MO6 - Add new class :TranslatedText with properties for language, method and quality

Anonymous (not verified)

Published on: 10/03/2015 Discussion Archived

Description

From: http://joinup.ec.europa.eu/mailman/archives/dcat_application_profile/2015-March/000125.html

In multilingual environments, usually the translated parts of the metadata is presented to the user. It might be important for the user to know if the text is machine translated or by a real person. If there is a way to measure the quality for a translation, this could be a beneficial information as well.

Proposed solution

Add new class:TranslatedText with properties for language, method and quality

Component

Code

Comments

Makx DEKKERS Tue, 24/03/2015 - 20:51

From the request, it is not clear what the proposed solution would be. It seems that the proposal is to create a new datatype as a subclass of rdfs:Literal. The proposal could be to (a) apply this new datatype to all textual data in existing properties which might compromise interoperability with other DCAT implementations that will commonly use simple language-tagged string values or (b) create new properties such as :translatedTitle and :translatedDescription that use the new datatype.

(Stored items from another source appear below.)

PR #3022, opened 2019-08-06
Find boost policy

mellery451:
small fix for non-bleeding-edge cmake versions.


mellery451:
just to clarify - only c9eb8c30caf74cdac37e1eaa49b3afb511313bc0 needs to be reviewed, but this change only makes sense ontop of 1.4-b1 which is not in develop yet.

PR #3025, opened 2019-08-06
Add Shard SQLite support

miguelportilla:
This PR is a small step in preparation for self-contained portable shards. With this implementation, new shards will maintain their own SQLite ledger and transaction database instances.

Only the last commit should be reviewed.


MarkusTeufelberger:
Would it be possible to store all contents of shards (including the key-value pairs) in SQLite (with an index for the keys)? I suspect that performance will of course not be equal to NuDB, but it might be still fast enough?

miguelportilla:
@MarkusTeufelberger I've had the same thought and yes, it can be done. I can't speak to the performance implication but I think the idea is worth considering.

MarkusTeufelberger:
As far as I remember, SQLite was actually an option for `node_db` early on (I think it might have been the only one available in Windows), but it got relatively quickly kicked out when k/v-DBs like hyperleveldb or rocksdb were added to the code base.

src/ripple/nodestore/impl/Shard.cpp
```diff
@@ -424,29 +442,317 @@ Shard::valFetch(uint256 const& hash)
...
+                if (!accounts.empty())
+                {
+                    auto const sTxSeq {std::to_string(txMeta->getIndex())};
+                    std::string sql (
+                        "INSERT INTO AccountTransactions "
+                        "(TransID, Account, LedgerSeq, TxnSeq) VALUES ('");
+
+                    // Try to make an educated guess on how much space we'll
+                    // need for our arguments. In argument order we have:
+                    // 64 + 34 + 10 + 10 = 118 + 10 extra = 128 bytes
```
mellery451: possible alternative for your consideration:

```
std::string sql (
    "INSERT INTO AccountTransactions "
    "(TransID, Account, LedgerSeq, TxnSeq) VALUES ");
sql.reserve(sql.length() + (accounts.size() * 128));
boost::algorithm::join (accounts |
    boost::adaptors::transformed(
        [&](AccountID const& a){
            return boost::str (boost::format (
                "('%1%','%2%',%3%,%4%)")
                % sTxID
                % ripple::toBase58(a)
                % sSeq
                % sTxSeq); }),
    ",");
sql += ';';
session << sql;
```

src/ripple/nodestore/impl/Shard.cpp
```diff
@@ -424,29 +442,317 @@ Shard::valFetch(uint256 const& hash)
...
+        soci::use(to_string(ledger->info().drops)),
+        soci::use(ledger->info().closeTime.time_since_epoch().count()),
+        soci::use(ledger->info().parentCloseTime.time_since_epoch().count()),
+        soci::use(ledger->info().closeTimeResolution.count()),
+        soci::use(ledger->info().closeFlags),
+        soci::use(to_string(ledger->info().accountHash)),
+        soci::use(to_string(ledger->info().txHash));
+
+    tr.commit();
+    return true;
```
mellery451: should this method also catch `soci_error` and return false in the case of such and exception?

src/ripple/nodestore/impl/Shard.cpp
```diff
@@ -215,61 +210,70 @@ Shard::prepare()
...
     if (complete_)
         return true;
     return boost::icl::contains(storedSeqs_, seq);
 }
 
+void
+Shard::sweep()
+{
+    assert(backend_);
+    pCache_->sweep();
```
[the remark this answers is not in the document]
miguelportilla: The only place they are reset is in `open` on failure. `backend_`'s validity is always in sync with these caches.

src/ripple/nodestore/impl/Shard.cpp
miguelportilla: Nice use of join and transformed, thanks!

src/ripple/nodestore/impl/Shard.cpp
```diff
@@ -428,29 +443,324 @@ Shard::valFetch(uint256 const& hash)
...
+                CompleteShardDBPragma,
+                TxDBInit);
+            txSQLiteDB_->getSession() <<
+                boost::str(boost::format("PRAGMA cache_size=-%d;") %
+                kilobytes(Config::getSize(siTxnDBCache, 0)));
         }
+        else
+        {
+            // The incomplete shard uses a Write Ahead Log for performance
+            lgrSQLiteDB_ = std::make_unique <DatabaseCon>(
```
jwbusch: nit: these two blocks are pretty duplicated aside from a few pieces like `setupCheckpointing` and the Pragma parameter passed in during construction.

src/ripple/nodestore/impl/DatabaseShardImp.cpp
```diff
@@ -164,43 +213,37 @@ DatabaseShardImp::init()
...
-                "Insufficient disk space";
-        }
-        fdLimit_ = 1 + (fdLimit_ *
-            std::max<std::uint64_t>(1, maxDiskSpace_ / avgShardSz_));
+        // New Shard Store
+        if (maxFileSz_ > available())
+            return fail("insufficient storage space");
+
+        // Minimum number of file descriptors required
+        fdLimit_ = 15;
```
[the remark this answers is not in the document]
miguelportilla: I agree, `fdRequired_` is a much better name, I'll make it happen.

src/ripple/nodestore/impl/DatabaseShardImp.cpp
```diff
@@ -812,11 +847,11 @@ DatabaseShardImp::import(Database& source)
     init_ = false;
     complete_.clear();
     incomplete_.reset();
-    usedDiskSpace_ = 0;
+    fileSz_ = 0;
```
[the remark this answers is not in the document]
miguelportilla: It should be set back to 0.

PR #3028, opened 2019-08-07
Cleanups 17

seelabs:
Note: Only the top three commits need to be reviewed. This current is branched off of 1.4.0-b1 candidate (which I know is changing). I'll rebase it off the actual 1.4.0-b1 when that is released

Three patches to cleanup code using c++-17 features:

Andrea PEREGO Tue, 24/03/2015 - 23:50

If I undestand correctly the use case, the objective is being able to attach text translations, along with information on their provenance.

If this is the case, an option would be to use the Open Annotation ontology and/or the PROV ontology.

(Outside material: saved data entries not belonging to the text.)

Issue #2990, opened 2019-06-28
ValidatorSite needs to honor ssl related config settings


mellery451:
a couple of config settings are relevant to ssl client handling (e.g. ssl_verify) - and are respected by two http client classes: `SSLHTTPDownloader` and `HTTPClient`. The `WorkSSL` class that is used by ValidatorSite needs to do the same.

PR #3036, opened 2019-08-09
Honor SSL config settings for ValidatorSites:

mellery451:
FIXES: #2990

* refactor common SSL client setup
* enable SSL in unit-test http server
* add tests for SSLHTTPDownloader
* misc test refactoring

### DIFF
--- a/src/ripple/app/main/Application.cpp
+++ b/src/ripple/app/main/Application.cpp
@@ -508,8 +508,7 @@ public:
             *validatorManifests_, *publisherManifests_, *timeKeeper_,
             logs_->journal("ValidatorList"), config_->VALIDATION_QUORUM))
 
-        , validatorSites_ (std::make_unique<ValidatorSite> (
-            get_io_service (), *validators_, logs_->journal("ValidatorSite")))
+        , validatorSites_ (std::make_unique<ValidatorSite> (*this))
 
         , serverHandler_ (make_ServerHandler (*this, *m_networkOPs, get_io_service (),
             *m_jobQueue, *m_networkOPs, *m_resourceManager,
--- a/src/ripple/app/misc/ValidatorSite.h
+++ b/src/ripple/app/misc/ValidatorSite.h
@@ -22,10 +22,13 @@
 
 #include <ripple/app/misc/ValidatorList.h>
 #include <ripple/app/misc/detail/Work.h>
+#include <ripple/app/main/Application.h>
 #include <ripple/basics/Log.h>
 #include <ripple/basics/StringUtilities.h>
+#include <ripple/core/Config.h>
 #include <ripple/json/json_value.h>
 #include <boost/asio.hpp>
+#include <boost/optional.hpp>
 #include <mutex>
 #include <memory>
 
@@ -106,9 +109,9 @@ private:
         boost::optional<Status> lastRefreshStatus;
     };
 
-    boost::asio::io_service& ios_;
-    ValidatorList& validators_;
+    Application& app_;
     beast::Journal j_;
+
     std::mutex mutable sites_mutex_;
     std::mutex mutable state_mutex_;
 
@@ -131,9 +134,8 @@ private:
 
 public:
     ValidatorSite (
-        boost::asio::io_service& ios,
-        ValidatorList& validators,
-        beast::Journal j,
+        Application& app,
+        boost::optional<beast::Journal> j = boost::none,
         std::chrono::seconds timeout = std::chrono::seconds{20});
     ~ValidatorSite ();
 
--- a/src/ripple/app/misc/detail/WorkSSL.h
+++ b/src/ripple/app/misc/detail/WorkSSL.h
@@ -21,8 +21,9 @@
 #define RIPPLE_APP_MISC_DETAIL_WORKSSL_H_INCLUDED
 
 #include <ripple/app/misc/detail/WorkBase.h>
-#include <ripple/net/RegisterSSLCerts.h>
 #include <ripple/basics/contract.h>
+#include <ripple/core/Config.h>
+#include <ripple/net/HTTPClientSSLContext.h>
 #include <boost/asio/ssl.hpp>
 #include <boost/bind.hpp>
 #include <boost/format.hpp>
@@ -30,24 +31,6 @@
 namespace ripple {
 
 namespace detail {
-
-class SSLContext : public boost::asio::ssl::context
-{
-public:
-    SSLContext(beast::Journal j)
-    : boost::asio::ssl::context(boost::asio::ssl::context::sslv23)
-    {
-        boost::system::error_code ec;
-        registerSSLCerts(*this, ec, j);
-        if (ec)
-        {
-            Throw<std::runtime_error> (
-                boost::str (boost::format (
-                    "Failed to set_default_verify_paths: %s") %
-                    ec.message ()));
-        }
-    }
-};
 
 // Work over SSL
 class WorkSSL : public WorkBase<WorkSSL>
@@ -58,7 +41,7 @@ class WorkSSL : public WorkBase<WorkSSL>
 private:
     using stream_type = boost::asio::ssl::stream<socket_type&>;
 
-    SSLContext context_;
+    HTTPClientSSLContext context_;
     stream_type stream_;
 
 public:
@@ -68,6 +51,7 @@ public:
         std::string const& port,
         boost::asio::io_service& ios,
         beast::Journal j,
+        Config const& config,
         callback_type cb);
     ~WorkSSL() = default;
 
@@ -83,15 +67,6 @@ private:
 
     void
     onHandshake(error_code const& ec);
-
-    static bool
-    rfc2818_verify(
-        std::string const& domain,
-        bool preverified,
-        boost::asio::ssl::verify_context& ctx)
-    {
-        return boost::asio::ssl::rfc2818_verification(domain)(preverified, ctx);
-    }
 };
 
 //------------------------------------------------------------------------------
@@ -102,24 +77,24 @@ WorkSSL::WorkSSL(
     std::string const& port,
     boost::asio::io_service& ios,
     beast::Journal j,
+    Config const& config,
     callback_type cb)
     : WorkBase(host, path, port, ios, cb)
-    , context_(j)
-    , stream_(socket_, context_)
+    , context_(config, j, boost::asio::ssl::context::tlsv12_client)
+    , stream_(socket_, context_.context())
 {
-    // Set SNI hostname
-    SSL_set_tlsext_host_name(stream_.native_handle(), host.c_str());
-    stream_.set_verify_mode (boost::asio::ssl::verify_peer);
-    stream_.set_verify_callback(    std::bind (
-            &WorkSSL::rfc2818_verify, host_,
-            std::placeholders::_1, std::placeholders::_2));
+    auto ec = context_.preConnectVerify(stream_, host_);
+    if (ec)
+        Throw<std::runtime_error> (
+            boost::str (boost::format ("preConnectVerify: %s") % ec.message ()));
 }
 
 void
 WorkSSL::onConnect(error_code const& ec)
 {
-    if (ec)
-        return fail(ec);
+    auto err = ec ? ec : context_.postConnectVerify(stream_, host_);
+    if (err)
+        return fail(err);
 
     stream_.async_handshake(
         boost::asio::ssl::stream_base::client,
--- a/src/ripple/net/HTTPClientSSLContext.h
+++ b/src/ripple/net/HTTPClientSSLContext.h
@@ -1,0 +1,193 @@
+//------------------------------------------------------------------------------
+/*
+    This file is part of rippled: https://github.com/ripple/rippled
+    Copyright (c) 2019 Ripple Labs Inc.
+
+    Permission to use, copy, modify, and/or distribute this software for any
+    purpose  with  or without fee is hereby granted, provided that the above
+    copyright notice and this permission notice appear in all copies.
+
+    THE  SOFTWARE IS PROVIDED "AS IS" AND THE AUTHOR DISCLAIMS ALL WARRANTIES
+    WITH  REGARD  TO  THIS  SOFTWARE  INCLUDING  ALL  IMPLIED  WARRANTIES  OF
+    MERCHANTABILITY  AND  FITNESS. IN NO EVENT SHALL THE AUTHOR BE LIABLE FOR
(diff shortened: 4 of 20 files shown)


src/ripple/app/main/Application.cpp
```diff
@@ -501,7 +501,7 @@ class ApplicationImp
             logs_->journal("ValidatorList"), config_->VALIDATION_QUORUM))
 
         , validatorSites_ (std::make_unique<ValidatorSite> (
-            get_io_service (), *validators_, logs_->journal("ValidatorSite")))
+            get_io_service (), *validators_, logs_->journal("ValidatorSite"), *config_))
```
miguelportilla: Radical concept... change the ctor to only accept an application instance reference, and store it rather than the other references. Yes, it could potentially limit the configuration of the object in some future use case, but not at this moment. Besides, the complexity can be added on an as needed basis.

src/ripple/app/misc/ValidatorSite.h
```diff
@@ -109,6 +110,10 @@ class ValidatorSite
     boost::asio::io_service& ios_;
     ValidatorList& validators_;
     beast::Journal j_;
+    // we store the config because it's needed
+    // to initialize the https client (WorkSSL)
+    Config const& config_;
```
miguelportilla: IMHO, the comment is unnecessary.

src/ripple/app/misc/detail/WorkSSL.h
```diff
@@ -102,24 +77,24 @@ WorkSSL::WorkSSL(
     std::string const& port,
     boost::asio::io_service& ios,
     beast::Journal j,
+    Config const& config,
     callback_type cb)
     : WorkBase(host, path, port, ios, cb)
-    , context_(j)
-    , stream_(socket_, context_)
+    , context_(config, j)
```
miguelportilla: I wonder if the default context method should be `tlsv12_client` rather than `sslv23`, which is quite old. If anything, you might want to consider passing in `sslv23_client`.

src/ripple/app/misc/detail/WorkSSL.h
```diff
@@ -102,24 +77,24 @@ WorkSSL::WorkSSL(
...
 }
 
 void
 WorkSSL::onConnect(error_code const& ec)
 {
-    if (ec)
-        return fail(ec);
+    auto err = ec ? ec : context_.postConnectVerify(stream_, host_);
+    if (err)
+        return fail(err);
```
miguelportilla: Outside the scope of this PR but we should be using the new stream timer expiration here.

src/ripple/net/HTTPClientSSLContext.h
```diff
@@ -0,0 +1,193 @@
...
+        JLOG (j.warn()) <<
+            "Outbound SSL connection to " << domain <<
+            " fails certificate verification";
+        return false;
+    }
+
+private:
+    boost::asio::ssl::context ssl_context_;
+    beast::Journal j_;
+    bool verify_;
```
miguelportilla: can be const

src/ripple/net/impl/HTTPClient.cpp
```diff
@@ -21,6 +21,7 @@
 #include <ripple/basics/Log.h>
 #include <ripple/basics/StringUtilities.h>
 #include <ripple/net/HTTPClient.h>
+#include <ripple/net/HTTPClientSSLContext.h>
 #include <ripple/net/AutoSocket.h>
 #include <ripple/net/RegisterSSLCerts.h>
```
miguelportilla: Can be removed

src/ripple/net/SSLHTTPDownloader.h
```diff
@@ -22,6 +22,7 @@
 
 #include <ripple/basics/Log.h>
 #include <ripple/core/Config.h>
+#include <ripple/net/HTTPClientSSLContext.h>
```
miguelportilla: `RegisterSSLCerts.h` no longer needs to be included from the source file.

src/ripple/net/impl/HTTPClient.cpp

About how to specify the "quality" of the translation, I guess this would be very much dependent on the evaluation methodology.

Bert VAN NUFFELEN Tue, 07/04/2015 - 16:43

Hi,

the question for me is if this kind of aspect is part of the "core" of dcat-AP or if it is part of an extension or a need for a specific kind of Open Data portals (i.e. harvesting portals that are not the prime source of the dataset description.)

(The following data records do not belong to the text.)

PR #3039, opened 2019-08-10
Added sahyadri.isrdc.in to the bootstrap hubs

ivishwas:
ISRDC @ IIT Bombay is one of the four information security research centers spread across India. ISRDC @ IIT-Bombay does R&D in a wide range of topics in information security and privacy.


MarkusTeufelberger:
https://sahyadri.isrdc.in:51235/crawl doesn't seem to work for me... Can you give a little bit of information about your cluster and your setup, especially networking wise?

In general, this provenance aspect can be applied on each field: for instance a description can be manually entered or being created from a legacy database.

We should reflect whether it is our objective to include provenance tracking of the metadata as part of the DCAT-AP specification or if this is left for each implementation. For instance today there is some global tracking by the notion of the catalog record. In that the modified date indicate when some meta data has been changed. In case of adding the translation predicates each time the automated translation is being executed the modified date of the catalog record is possibly changed.

I have the feeling that the request is too much targeting a single use situation today instead of a common situation.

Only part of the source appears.